According to the Berkshire Hathaway report, low inventory in the resale market would generally lead to increased sales of new developments, however, homebuilders were facing serious supply-side issues, including a lack of of approved and affordable land, increased costs of building materials, supply chain bottlenecks. and the difficulty in finding skilled labour.
“These supply-side challenges existed before the pandemic, but have worsened significantly over the past 18 months,” the report said.
“As a result, in 2021, 946 new single-family homes (built in 2020 and 2021) closed in Connecticut. This number is down 5.5% from the 1,001 new homes sold in 2020.
Demand for new construction also pushed up the average selling price of new and existing homes. forcing many first-time buyers to leave the market.
“It’s hard to get materials, and the cost of materials is skyrocketing,” Greg Ugalde, a Connecticut-based builder and former president of the National Association of Home Builders. recently told the Connecticut Mirror.
“And that’s forced some builders to sit on the sidelines waiting for things like lumber to be brought under control.” Prices have doubled or tripled in some areas, and you need to factor that into the price of a house.

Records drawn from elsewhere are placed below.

PR #3956, opened 2021-02-18
Multi mcu homing

KevinOConnor:
This PR adds initial (currently incomplete) support for homing and probing when steppers and their endstops are on different micro-controllers.  As an example, this may be useful with "toolhead boards" that have a Z probe attached, but don't directly control the Z stepper motors.

The main challenge with multi-mcu homing is having a reliable way to stop the steppers, even if there is a communication fault during homing.  (Otherwise, if the mcu with the endstop is unable to communicate with the mcu controlling the steppers, the steppers may continue to move the carriage past the endstop, potentially causing significant damage.)  To account for this issue, the code in this PR uses a system where each micro-controller announces that it is still active every 10ms and requires that it receive a message indicating all other mcus are still active at least every 25ms.  Should a mcu not receive that response, it will stop the homing sequence (stepper movement will cease).  Thus, even in the result of a communication failure, the steppers should not overshoot by more than 25ms of movement (eg, 0.500mm if homing at 20mm/s).

This PR is a work-in-progress.  The current code does "work" in that it will home, but it is currently too inacurate to be used for printing.  This is an early release that other developers can look at should they be interested.

Some known issues:
1) To improve accuracy the code will also need to change how it calculates the final homing position.  The current code uses the final stepper position, but that will need to change to the position that the stepper was at when the endstop signal occurred.  (With the code on this PR, there could be some small movement after the endstop signal is received, but prior to the propagation of that signal.)
2) If a multi-stepper axis (eg, stepper_z1) is used and those steppers are on different mcus, then this code does not currently handle that accurately.  (The propagation time of the endstop signal may be different for each mcu, and thus the overshoot on each mcu would need to be accounted for.)
3) The code on this branch may not behave correctly if one were to use multi-mcu homing on the endstops of a delta printer.  (Should a communication timeout occur, it may only stop one of the towers instead of stopping all three towers.)
4) The overshoot during multi-mcu homing is subtle.  It may make sense to add a "max overshoot" config parameter to ensure users are aware of the implications of enabling multi-mcu homing.

Despite the above limitations, this is a fairly significant feature addition to Klipper.  I think it may enable some very interesting hardware capabilities in the future.

@mattshepcar - fyi.

-Kevin

### DIFF
--- a/docs/Config_Reference.md
+++ b/docs/Config_Reference.md
@@ -119,7 +119,9 @@ different names for the stepper (eg, `stepper_x` vs `stepper_a`).
 Below are common stepper definitions.
 
 See the [rotation distance document](Rotation_Distance.md) for
-information on calculating the `rotation_distance` parameter.
+information on calculating the `rotation_distance` parameter. See the
+[Multi-MCU homing](Multi_MCU_Homing.md) document for information on
+homing using multiple micro-controllers.
 
 ```
 [stepper_x]
@@ -152,8 +154,10 @@ microsteps:
 #   distance the axis travels for one full rotation of the final gear.
 #   The default is to not use a gear ratio.
 endstop_pin:
-#   Endstop switch detection pin. This parameter must be provided for
-#   the X, Y, and Z steppers on cartesian style printers.
+#   Endstop switch detection pin. If this endstop pin is on a
+#   different mcu than the stepper motor then it enables "multi-mcu
+#   homing". This parameter must be provided for the X, Y, and Z
+#   steppers on cartesian style printers.
 #position_min: 0
 #   Minimum valid distance (in mm) the user may command the stepper to
 #   move to.  The default is 0mm.
@@ -1611,7 +1615,9 @@ stepper_z config section.
 ```
 [probe]
 pin:
-#   Probe detection pin. This parameter must be provided.
+#   Probe detection pin. If the pin is on a different microcontroller
+#   than the Z steppers then it enables "multi-mcu homing". This
+#   parameter must be provided.
 #deactivate_on_each_sample: True
 #   This determines if Klipper should execute deactivation gcode
 #   between each probe attempt when performing a multiple probe
--- a/docs/Multi_MCU_Homing.md
+++ b/docs/Multi_MCU_Homing.md
@@ -1,0 +1,42 @@
+# Multiple Micro-controller Homing and Probing
+
+Klipper supports a mechanism for homing with an endstop attached to
+one micro-controller while its stepper motors are on a different
+micro-controller. This support is referred to as "multi-mcu
+homing". This feature is also used when a Z probe is on a different
+micro-controller than the Z stepper motors.
+
+This feature can be useful to simplify wiring, as it may be more
+convenient to attach an endstop or probe to a closer micro-controller.
+However, using this feature may result in "overshoot" of the stepper
+motors during homing and probing operations.
+
+The overshoot occurs due to possible message transmission delays
+between the micro-controller monitoring the endstop and the
+micro-controllers moving the stepper motors. The Klipper code is
+designed to limit this delay to no more than 25ms. (When multi-mcu
+homing is activated, the micro-controllers send periodic status
+messages and check that corresponding status messages are received
+within 25ms.)
+
+So, for example, if homing at 10mm/s then it is possible for an
+overshoot of up to 0.250mm (10mm/s * .025s == 0.250mm). Care should be
+taken when configuring multi-mcu homing to account for this type of
+overshoot. Using slower homing or probing speeds can reduce the
+overshoot.
+
+Stepper motor overshoot should not adversely impact the precision of
+the homing and probing procedure. The Klipper code will detect the
+overshoot and account for it in its calculations. However, it is
+important that the hardware design is capable of handling overshoot
+without causing damage to the machine.
+
+Should Klipper detect a communication issue between micro-controllers
+during multi-mcu homing then it will raise a "Communication timeout
+during homing" error.
+
+Note that an axis with multiple steppers (eg, `stepper_z` and
+`stepper_z1`) need to be on the same micro-controller in order to use
+multi-mcu homing. For example, if an endstop is on a separate
+micro-controller from `stepper_z` then `stepper_z1` must be on the
+same micro-controller as `stepper_z`.
--- a/docs/Overview.md
+++ b/docs/Overview.md
@@ -41,18 +41,19 @@ communication with the Klipper developers.
     using adxl345 accelerometer hardware to measure resonance.
 - [Pressure advance](Pressure_Advance.md): Calibrate extruder
   pressure.
-- [Slicers](Slicers.md): Configure "slicer" software for Klipper.
+- [G-Codes](G-Codes.md): Information on commands supported by Klipper.
 - [Command Templates](Command_Templates.md): G-Code macros and
   conditional evaluation.
   - [Status Reference](Status_Reference.md): Information available to
     macros (and similar).
 - [TMC Drivers](TMC_Drivers.md): Using Trinamic stepper motor drivers
   with Klipper.
+- [Multi-MCU Homing](Multi_MCU_Homing.md): Homing and probing using multiple micro-controllers.
+- [Slicers](Slicers.md): Configure "slicer" software for Klipper.
 - [Skew correction](skew_correction.md): Adjustments for axes not
   perfectly square.
 - [PWM tools](Using_PWM_Tools.md): Guide on how to use PWM controlled
   tools such as lasers or spindles.
-- [G-Codes](G-Codes.md): Information on commands supported by Klipper.
 
 ## Developer Documentation
 
--- a/docs/_klipper3d/mkdocs.yml
+++ b/docs/_klipper3d/mkdocs.yml
@@ -94,14 +94,15 @@ nav:
       - Resonance_Compensation.md
       - Measuring_Resonances.md
     - Pressure_Advance.md
-    - Slicers.md
+    - G-Codes.md
     - Command templates:
       - Command_Templates.md
       - Status_Reference.md
     - TMC_Drivers.md
+    - Multi_MCU_Homing.md
+    - Slicers.md
     - skew_correction.md
     - Using_PWM_Tools.md
-    - G-Codes.md
   - Developer Documentation:
     - Code_Overview.md
     - Kinematics.md
--- a/klippy/mcu.py
+++ b/klippy/mcu.py
@@ -125,6 +125,9 @@ class MCU_trsync:
             s.note_homing_end()
         return params['trigger_reason']
 
+TRSYNC_TIMEOUT = 0.025
+TRSYNC_SINGLE_MCU_TIMEOUT = 0.250
+
 class MCU_endstop:
     RETRY_QUERY = 1.000
     def __init__(self, mcu, pin_params):
@@ -139,15 +142,27 @@ class MCU_endstop:
         self._rest_ticks = 0
         ffi_main, ffi_lib = chelper.get_ffi()
         self._trdispatch = ffi_main.gc(ffi_lib.trdispatch_alloc(), ffi_lib.free)
-        self._trsync = MCU_trsync(mcu, self._trdispatch)
+        self._trsyncs = [MCU_trsync(mcu, self._trdispatch)]
     def get_mcu(self):
         return self._mcu
     def add_stepper(self, stepper):
-        if stepper.get_mcu() is not self._mcu:
-            raise pins.error("Endstop and stepper must be on the same mcu")
-        self._trsync.add_stepper(stepper)
+        trsyncs = {trsync.get_mcu(): trsync for trsync in self._trsyncs}
+        trsync = trsyncs.get(stepper.get_mcu())
+        if trsync is None:
+            trsync = MCU_trsync(stepper.get_mcu(), self._trdispatch)
+            self._trsyncs.append(trsync)
+        trsync.add_stepper(stepper)
+        # Check for unsupported multi-mcu shared stepper rails
+        sname = stepper.get_name()
+        if sname.startswith('stepper_'):
+            for ot in self._trsyncs:
+                for s in ot.get_steppers():
+                    if ot is not trsync and s.get_name().startswith(sname[:9]):
+                        cerror = self._mcu.get_printer().config_error
+                        raise cerror("Multi-mcu homing not supported on"
+                                     " multi-mcu shared axis")
     def get_steppers(self):
-        return self._trsync.get_steppers()
+        return [s for trsync in self._trsyncs for s in trsync.get_steppers()]
     def _build_config(self):
         # Setup config
         self._mcu.add_config_cmd("config_endstop oid=%d pin=%s pull_up=%d"
@@ -157,7 +172,7 @@ class MCU_endstop:
             " rest_ticks=0 pin_value=0 trsync_oid=0 trigger_reason=0"
             % (self._oid,), on_restart=True)
         # Lookup commands
-        cmd_queue = self._trsync.get_command_queue()
+        cmd_queue = self._trsyncs[0].get_command_queue()
         self._home_cmd = self._mcu.lookup_command(
             "endstop_home oid=%c clock=%u sample_ticks=%u sample_count=%c"
             " rest_ticks=%u pin_value=%c trsync_oid=%c trigger_reason=%c",
@@ -173,8 +188,12 @@ class MCU_endstop:
         self._rest_ticks = rest_ticks
         reactor = self._mcu.get_printer().get_reactor()
         self._trigger_completion = reactor.completion()
-        etrsync = self._trsync
-        etrsync.start(print_time, self._trigger_completion, .250)
+        expire_timeout = TRSYNC_TIMEOUT
+        if len(self._trsyncs) == 1:
+            expire_timeout = TRSYNC_SINGLE_MCU_TIMEOUT
+        for trsync in self._trsyncs:
+            trsync.start(print_time, self._trigger_completion, expire_timeout)
+        etrsync = self._trsyncs[0]
         ffi_main, ffi_lib = chelper.get_ffi()
         ffi_lib.trdispatch_start(self._trdispatch, etrsync.REASON_HOST_REQUEST)
         self._home_cmd.send(
@@ -183,7 +202,7 @@ class MCU_endstop:
              etrsync.get_oid(), etrsync.REASON_ENDSTOP_HIT], reqclock=clock)
         return self._trigger_completion
     def home_wait(self, home_end_time):
-        etrsync = self._trsync
+        etrsync = self._trsyncs[0]
         etrsync.set_home_end_time(home_end_time)
         if self._mcu.is_fileoutput():
             self._trigger_completion.complete(True)
@@ -191,10 +210,10 @@ class MCU_endstop:
         self._home_cmd.send([self._oid, 0, 0, 0, 0, 0, 0, 0])
         ffi_main, ffi_lib = chelper.get_ffi()
         ffi_lib.trdispatch_stop(self._trdispatch)
-        res = etrsync.stop()
-        if res == etrsync.REASON_COMMS_TIMEOUT:
+        res = [trsync.stop() for trsync in self._trsyncs]
+        if any([r == etrsync.REASON_COMMS_TIMEOUT for r in res]):
             return -1.
-        if res != etrsync.REASON_ENDSTOP_HIT:
+        if res[0] != etrsync.REASON_ENDSTOP_HIT:
             return 0.
         if self._mcu.is_fileoutput():
             return home_end_time


ArkadiuszRaj:
Hi @KevinOConnor 

I have modified Pontus great toolboard tiny design, changing to use STM32G04 mpcu & easy high voltage inductive probe connection. G04 for FD-CAN mainly  (expect another PR on stm32g4 support ;) )

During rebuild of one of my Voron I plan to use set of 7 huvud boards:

He said that wood is just one product whose cost is skyrocketing and affects the housing market as a whole, including prices.
“For every $1,000 you add to the price of a home, there are nearly 154,000 households that are taken out of the market. So when you raise prices you have to be on the lookout for the families you are losing,” Ugalde told the Mirror.

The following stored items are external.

PR #3957, opened 2021-02-18
Updated measure resonances doc on how to connect two ADXL345 to one RPi

gjnijenhuis:
Updated the docs on how to connect two ADXL345 to the same PI.

I have this setup on my printer with an RPi4 and is working flawlessly (no lost packets or other connection issues).

### DIFF
--- a/docs/Measuring_Resonances.md
+++ b/docs/Measuring_Resonances.md
@@ -215,7 +215,7 @@ resonances of X axis with the accelerometer attached to the toolhead and the
 resonances of Y axis - to the bed (the usual bed slinger setup).
 
 However, you can also connect two accelerometers simultaneously, they can both
-be connected to the RPi as the RPi has support for 2 SPI slaves. In this 
+be connected to the RPi as the RPi has support for 2 SPI slaves. In this
 configuration they can't be used at the same time as they share the same SPI
 interface but as we are measuring either the hotend or the bed they will never
 be used at the same time.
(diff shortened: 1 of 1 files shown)


KevinOConnor:
The problem with the adxl345 is that if the CS pin is low, the chip itself treats the MISO/MOSI/CLK lines as an I2C bus.  In some situations, a command to another spi device could be seen as an i2c request and the adxl345 would respond in i2c mode - causing corruption of messages.  It's difficult to predict the messages that would cause this to occur, and difficult to predict the effects should it occur, so to keep things simple, we simply state that the adxl345 should not be on a shared SPI bus.

-Kevin

dmbutyugin:
It seems that many RPi with 40 pin header have 2 SPI buses, right?
https://www.raspberrypi.org/documentation/usage/gpio/

SPI

- SPI0: MOSI (GPIO10); MISO (GPIO9); SCLK (GPIO11); CE0 (GPIO8), CE1 (GPIO7)
- SPI1: MOSI (GPIO20); MISO (GPIO19); SCLK (GPIO21); CE0 (GPIO18); CE1 (GPIO17); CE2 (GPIO16)


Then it might be feasible to suggest to connect to SPI0 and SPI1 bus instead (e.g. spidev0.0 and spidev1.0). I would also still mention this possibility of connecting 2 adxl345 to MCU and RPi in the docs.

KevinOConnor:
I'm going to close this as it looks like the conversation has concluded.

-Kevin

“It’s a challenge for first-time buyers,” said Sandra Maier Schede of Maier Real Estate. “They are aggressive with their contracts, repossession sites, and bank and credit union repossessions.”

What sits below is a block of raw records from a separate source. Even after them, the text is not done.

PR #3940, opened 2021-02-15
Fixes clk Init for STM32F401 boards w odd crystals, eg. 25Mhz

pragun:
Previous clock initialization used 2Mhz as the PLL base freq.
This would mean that for an ODD crystal such as 25MHZ the
PLL_M divisor would be calculated as 12 (from 12.5).
This sets the PLL base freq to 1M allowing proper divison.
In addition fixes the following for STM32F401--
- Changes pll_freq to CONFIG_CLOCK_FREQ * 4
- Adds a 25Mhz crystal option to the KConfig
- Changes FREQ_PREIPH to CONFIG_CLOCK / 2

Why?
- STM32F401 is capped at 84Mhz and peripheral clock
can go upto 42Mhz
- There are many board designs out there that
(for some reason) use 25Mhz, this would avoid
undue frustration for folks who design their boards
based of those designs. 

Clock initialization for stm32f405 and stm32f407 (and other mcus) 
is not affected.  I don't want to touch something I have no way of testing.

PR #3961, opened 2021-02-19
Add stm32f429 clock initialization

ArkadiuszRaj:
Add missing clock initailziation for STM32F429.
Correct PLL setup for all clocks including 25MHz one.
Also F401 changes: 
Added P=4 PLL variable, 
Added APB1 divisor (for 84MHz it must be at least 2),
Improved  peripherial clock for F401 to 42Mhz.

Signed off by Arkadiusz Raj <arek.raj@gmail.com>


KevinOConnor:
Thanks.  At a high-level it looks fine.  However, it would help if this could be rebased to stand-alone commits (Kconfig fix, stm32f429 clock config, 25Mhz fixes, stm32f401 pll_freq updates, stm32f401 PERIPH_FREQ optimization).  This is a tricky part of the code and having the commits separate helps with "git bisect" regression finding.

Also, I'd prefer if we could add the checks using the C runtime style (eg, `if (CONFIG_MACH_STM32F401) ...`) instead of the C ifdef style.

This commit seems to have a lot of overlap with #3940 - @pragun - fyi.

-Kevin

ArkadiuszRaj:
Yes I know it overlaps.
I am not able to squish the code now. Alternatively can prepare new commit.

But now I think it would be best to split f401 from f4xx and have clean
code without runtime checks.

What now? Shall I rework this PR to have clean commits and you close 3940
or vice versa?


W dniu pt., 19.02.2021 o 16:27 KevinOConnor <notifications@github.com>
napisał(a):

ArkadiuszRaj:
Corrected code in https://github.com/KevinOConnor/klipper/pull/3963
This PR can be closed then.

A balanced real estate market is one that has six to nine months of inventory, but the state average is 1.3 months for homes priced below $500,000, well below normal.
“There will still be announcements to a limited extent with life changes for sellers – death, divorce, financial reasons, retirement,” Schede said. “The market that holds and does not move as usual is the move to a bigger house (no inventory to move) and the reduced seller who may have had to bring his family home due to stress related to COVID.”
Out-of-state buyers with cash deposits also compete with first-time buyers. Schede and other agents reported buyers from New York and New Jersey and even Fairfield County buying homes in Meriden and Wallingford to take advantage of lower prices.
Any increase in interest rates will primarily impact buyers who are heavily dependent on financing, but Schede does not expect the market to slow significantly in the coming year.
“The current market will continue into 2022 as there is pent-up demand that has not been met,” Schede said. “It’s still a buyer’s market.”